When you read the BnZ article, pay particular attention to the concept of the Engaged/Supporting Fighter Contract. While it at first appears somewhat academic, it, in fact, is the foundation for all tactical maneuvering. The flight leader and the wingman/element must clearly understand what their mutual responsibilities are in the context of the type of tactical formation they have chosen to fly. Remember, Double Attack is not the same as Loose Deuce when it comes to flight member responsibilities.

Offensive Concepts

See the BnZ article for diagrams, screenshots, and text that describe in detail typical offensive moves and the attendant radio calls that go along with these moves. As a sim pilot, your major problem is this. You must use your views in a manner that allows you to maneuver relative to the bandit while maintaining an awareness of the other flight member’s position. This will not be easy, and there is no best answer. Remember, you have three types of views…fixed views such as the snap or pan views, padlock views, and external views. These will have to be used in combination to maintain the needed SA on the engagement as it unfolds.

There is one other factor that needs to be stressed and re-stressed…and that is the concept of split-plane maneuvering.

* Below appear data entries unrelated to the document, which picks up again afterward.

PR #859, opened 2026-09-17
Update synctime to have standard beam element attributes

### LINKED ISSUE #913: SyncTime has no attribute "to_dict"
When copying an environment that has SyncTime elements: AttributeError: 'SyncTime' object has no attribute 'to_dict'

Using: env.copy()

JoshuaAppleby:
Fixes xsuite/xsuite#913

So env.copy() can happen with synctime elements included.


JoshuaAppleby:
My only concern is the attributes.

iscollective = True
allow_track = False

Please confirm/change before merge!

Both the Engaged Fighter and the Supporting Fighter must fly their own best BFM to counter the bandit(s)…this invariably will require maneuvering out of the plane of motion of the bandit)s). Pure pursuit maneuvering is no way to fly tactical formations. Flight leaders…ensure your flight members understand this cold. Concepts such as turning room, counterflow, belly entries, and the radio calls to set up such maneuvers are the bread and butter of air combat tactics.

Figure 22

Defensive Concepts

Again, we begin in Line formation. The most basic defensive response to an attack from the rear quarter is the in-plane break with a follow-up sandwich. Unlike offensive tactical concepts where split-plane maneuvering is emphasized, defensive concepts often tend to consist of in-plane, pure pursuit maneuvering. Why? Because pure pursuit…putting the lift vector on the attacker and pulling hard…is the quickest way to gain a firing position. The Supporting Fighter has but one job when on defense…kill the bandit in the shortest possible time. In most situations, the best way to do that is to maneuver in the attacker’s plane of motion assuming that sufficient turning room exists.

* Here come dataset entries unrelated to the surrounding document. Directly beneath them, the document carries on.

PR #154, opened 2023-07-25
fix: reduce widget freezing

wl-stepp:
Hello pymmcore-widgets team,

I had the MDA widget freeze on me pretty regularly. For me it seems to be much more stable with these changes. Maybe worth thinking about.

Here is my pip list in case you see a problem there:
```
appdirs                       1.4.4
click                         8.1.6
colorama                      0.4.6
fonticon-materialdesignicons6 6.9.96
loguru                        0.7.0
markdown-it-py                3.0.0
mdurl                         0.1.2
mypy-extensions               1.0.0
numpy                         1.25.1
packaging                     23.1
Pint                          0.22
pip                           22.3
psygnal                       0.9.1
pydantic                      1.10.12
Pygments                      2.15.1
pymmcore                      10.3.0.71.0
pymmcore-plus                 0.6.7
pymmcore-widgets              0.3.1.dev21+g90706e6
PyQt6                         6.5.2
PyQt6-Qt6                     6.5.2
PyQt6-sip                     13.5.2
QtPy                          2.3.1
rich                          13.4.2
setuptools                    65.5.0
superqt                       0.4.1
typer                         0.9.0
typing_extensions             4.7.1
useq-schema                   0.3.0
win32-setctime                1.1.0
wrapt                         1.15.0
```


tlambert03 (approved):
this looks great to me, thanks for the PR.

Tests are failing because of the way `test_mda_widgets.py::test_mda_methods` was designed... can you just make the following change to the test right here:

https://github.com/pymmcore-plus/pymmcore-widgets/blob/90706e6734cf57472bd67f950da02fadaffc450f/tests/test_mda_widget.py#L114

```diff
- wdg._on_mda_started()
+ seq = MDASequence()
+ global_mmcore.mda.events.sequenceStarted.emit(seq)
```

and then as well below 

```diff
- wdg._on_mda_finished()
+ global_mmcore.mda.events.sequenceFinished.emit(seq)
```

and then go ahead and just delete the lines you commented out

fdrgsp:
thanks @wl-stepp! @tlambert03 I think that if we do this change we probably have to remove the `MDAWidget` `include_run_button` argument or move it to `_MDAControlButtons` if we want to maintain the functionality. What do you think?

tlambert03:
that's a good point @fdrgsp ... I think the _main_ thing that we wanted to be user-configurable was more the connection of the button to `self._mmc.run_mda()` (and less the visibility of the button).  So, perhaps just changing the name of the parameter to `connect_run_button` would be enough, and we keep the rest.

I'm also fine just removing the parameter altogether.  The point was just to make it possible for someone to use this widget without being obligated to using the full pymmcore_plus mda runner

fdrgsp:
> just changing the name of the parameter to connect_run_button would be enough, and we keep the rest

The issue is that if we don't control the show/hide state of the run button with the `include_run_button` parameter and we only hide it at the beginning, since the run button will be connected to the `sequenceStarted` and `sequenceFinished` it will be shown after the sequence is finished.

> The point was just to make it possible for someone to use this widget without being obligated to using the full pymmcore_plus mda runner

I think because of this is good to keep this functionality. Maybe we can pass a `bool` `connect_to_core` parameter to `_MDAControlButtons` and connect the signals only if the bool is true...

```py
class MDAWidget(QWidget):
    def __init__(
        self, *, parent: QWidget | None = None, connect_to_core: bool = False, mmcore: CMMCorePlus | None = None,
    ) -> None:
    self. connect_to_core = connect_to_core
    ...
    self.buttons_wdg = _MDAControlButtons(connect_to_core=self._connect_run_button)
```

```py
class _MDAControlButtons(QWidget):
    def __init__(self, *, parent: QWidget | None = None, connect_to_core: bool = False) -> None:
        super().__init__(parent=parent)
        ...
        if connect_to_core:
            self._mmc.mda.events.sequenceStarted.connect(self._on_mda_started)
            self._mmc.mda.events.sequenceFinished.connect(self._on_mda_finished)
```

src/pymmcore_widgets/_mda/_general_mda_widgets.py
```diff
@@ -83,10 +75,40 @@ def _create_btns_gui(self) -> None:
...
+    def _on_mda_started(self) -> None:
+        self.run_button.hide()
+        self.pause_button.show()
+        self.cancel_button.show()
+
+    def _on_mda_finished(self) -> None:
+        self.run_button.show()
+        self.pause_button.hide()
+        self.cancel_button.hide()
+        self.pause_button.setText("Pause")
```
wl-stepp, line 87: If you canceled out of a pause, the button stayed at "Resume" for the next run

src/pymmcore_widgets/_mda/_mda_widget.py
```diff
@@ -205,8 +206,13 @@ def __init__(
         self._mmc.events.channelGroupChanged.connect(self._on_channel_group_changed)
         # connect run button
         if self._include_run_button:
+            self.buttons_wdg = _MDAControlButtons()
             self.buttons_wdg.run_button.clicked.connect(self._on_run_clicked)
             self.buttons_wdg.run_button.show()
+            # connect buttons
+            self.buttons_wdg.pause_button.released.connect(self._mmc.mda.toggle_pause)
+            self.buttons_wdg.cancel_button.released.connect(self._mmc.mda.cancel)
+            acq_order_run_layout.addWidget(self.buttons_wdg)
```
wl-stepp, line 215: Don't even make the widget if it's not going to be used.

fdrgsp:
> Let me know what you think.

@wl-stepp I do like it!

src/pymmcore_widgets/_mda/_mda_widget.py
```diff
@@ -21,6 +22,7 @@
 from ._channel_table_widget import ChannelTable
 from ._checkable_tabwidget_widget import CheckableTabWidget
 from ._general_mda_widgets import (
+    AcquisitionOrderWidget,
```
fdrgsp, line 25:
```suggestion
   _AcquisitionOrderWidget,
```

src/pymmcore_widgets/_mda/_mda_widget.py
```diff
@@ -141,16 +143,17 @@ def __init__(
...
-        self.buttons_wdg.cancel_button.hide()
-        self.buttons_wdg.run_button.hide()
 
         # savle load widget
         self._save_load = SaveLoadSequenceWidget()
         self._save_load._save_button.clicked.connect(self._save_sequence)
         self._save_load._load_button.clicked.connect(self._load_sequence)
 
+        # Acquisition order widget
+        self.acquisition_order_widget = AcquisitionOrderWidget()
```
fdrgsp, line 153:
```suggestion
        self.acquisition_order_widget = _AcquisitionOrderWidget()
```

fdrgsp:
Thanks @wl-stepp!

Maneuvering against an attacker in the rear quarter involves three types of turns…kick turns, hard turns, and break turns. Use a kick turn to maintain a tally on a distant bandit while you attempt a separation. A typical check turn radio call might be something like, “Red Flight, check 30 right, bandit, five o’clock, three miles.” Perform a kick turn by rolling into a steep bank. Then apply full power and use 3-5 Gs to turn the desired amount…usually 30 degrees is sufficient to maintain a tally on the attacker. Do not use the heading indicator for this turn…instead, prior to banking your plane, look to your 1 o’clock or 11 o’clock (30 degrees off your nose) for a visual reference, and then use it to pull your nose to in the turn. Once the kick turn is complete, the wingman/Supporting Fighter is responsible for getting back into formation since the leader or Engaged Fighter will most likely be padlocked on the bandit.

Figure 23

Use a hard turn on a long range bandit when attempting to take away his turning room or when attempting to increase aspect angle as much as possible…a good example of a hard turn is the Cross Turn. In the hard turn, use full power and 3-5 Gs to turn rapidly without losing excessive energy. Gs will vary with weight, altitude, and aircraft type.

Figure 24

In the Cross Turn, both fighters execute a 180 degree hard turn into each other. The leader commands this with a directive/then descriptive call such as, “Red Flight, cross turn now. Bandit, six o’clock, level, two miles”. After rolling out and with the bandit now in their front quarter, the flight leader can assess what the next move should be. The cross turn is flown similar to the hard turn.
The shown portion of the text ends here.